Integrative Medicine–Leveraging Traditional Systems of Medicine

Leveraging Traditional Systems of  Indian Medicine, AYUSH - Sakshi Post

By Dr. Krishna Reddy Nallamalla

One of the core purposes of medicine is to relieve suffering. Medicine has been evolving over millennia to serve this purpose across the world. Some of the oldest systems of medicine continue to thrive across the world. While traditional systems evolved through experiential wisdom, faith and belief, modern systems evolved through reason, analysis, and experimental evidence. Patient health seeking behavior is influenced by the prevailing culture, beliefs, prior experience, peer reference, ease of access, and the cost says Dr Krishna Reddy Nallamalla  , President, InOrder & Country Director, ACCESS Health International.                      

Advances in modern medicine have significantly improved health status of populations. Despite these advances, people continue to suffer from unrelieved chronic pains, unexplained physical symptoms, and growing burden of life long non-communicable diseases and mental illnesses. Costs of modern healthcare have been growing faster than economic growth across the world accounting for impoverishment and inequity.

There is a growing emphasis on improving social determinants of health, healthy living, and prevention of illness. Similar shift is happening towards a holistic approach to health and disease. Traditional systems of medicine are being increasingly subjected to experimental evidence to understand their safety and effectiveness so as to integrate these systems with modern systems of medicine. This evolution underlies the concept of Integrative Medicine, wherein the best of both systems of medicine are used as per patient’s choice and response.

Every system of medicine, whether traditional or modern, has to be safe and effective in promoting health, preventing disease, treating an illness, and in providing relief from chronic incurable diseases. Both the systems should also demonstrate that they are cost-effective. Scientific analysis of traditional drugs, formulations, and methods may yield newer drugs and therapies. Lack of evidence in traditional therapies is not equivalent to lack of efficacy.

India is home to Ayurveda, one of the oldest systems of medicine. There are formal education systems for traditional systems and are grouped as AYUSH (Ayurveda, Unani, Siddha, and Homeopathy). A separate ministry oversees AYUSH systems of medicine. There are nearly 800,000 professionals qualified in AYUSH systems of medicine. While the majority practice their respective system of medicine, some of them choose to enter careers in public health, health management, and health informatics. Some even practice in allopathic settings as physician assistants. AYUSH professionals are also deployed as part of primary healthcare centers.

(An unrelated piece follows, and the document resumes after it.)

PR #59582, opened 2024-08-09
autoimports checks for merged parent if symbol parent is not found

### LINKED ISSUE #58907: Module augmentation seems to break entirely a class definition/body IntelliSense autocomplete. Debug failure (exception on executing command "completionInfo").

Increasingly AYUSH professionals are using the same diagnostic tools being used by allopathy professionals to diagnose underlying conditions and monitor the efficacy of their treatments. Conversely, allopathic professionals refer cases to AYUSH systems of medicine for some of the chronic ailments for which allopathic drugs are considered not effective or safe. Patients suffering from chronic pain, allergy, bowel disorders, mental disorders tend to seek alternate medicines. A sizeable number of patients with diabetes and high blood pressure prefer treatment from traditional systems.

Some of the leading medical institutes in the West are starting departments for Integrative Medicine with the adoption of some of the well-known traditional systems of medicine as part of providing holistic care to identified patients. Advanced research is being undertaken to validate the safety and efficacy of these practices and also to understand the possible mechanism behind their efficacy. Yoga and meditation are the most widely studied traditional systems of wellness.

Traditional systems of medicine are an integral part of India’s health system. They have evolved over millennia and survived to meet healthcare needs of people. They continue to be the only source of healthcare in some of the underserved areas. There is a growing acceptance of some parts of these systems globally with increasing scientific validation of their safety and efficacy. A well-designed research study comparing yoga-based cardiac rehabilitation was comparable to the modern cardiac rehabilitation methods. Unlike the modern system that requires elaborate infrastructure and manpower, yoga is simple to administer, amenable for home practice and is highly cost-effective.

More broad and rational integration of traditional systems of medicine into modern medical systems may aid in strengthening India’s health systems.

The author is President, InOrder Country Director, ACCESS Health International.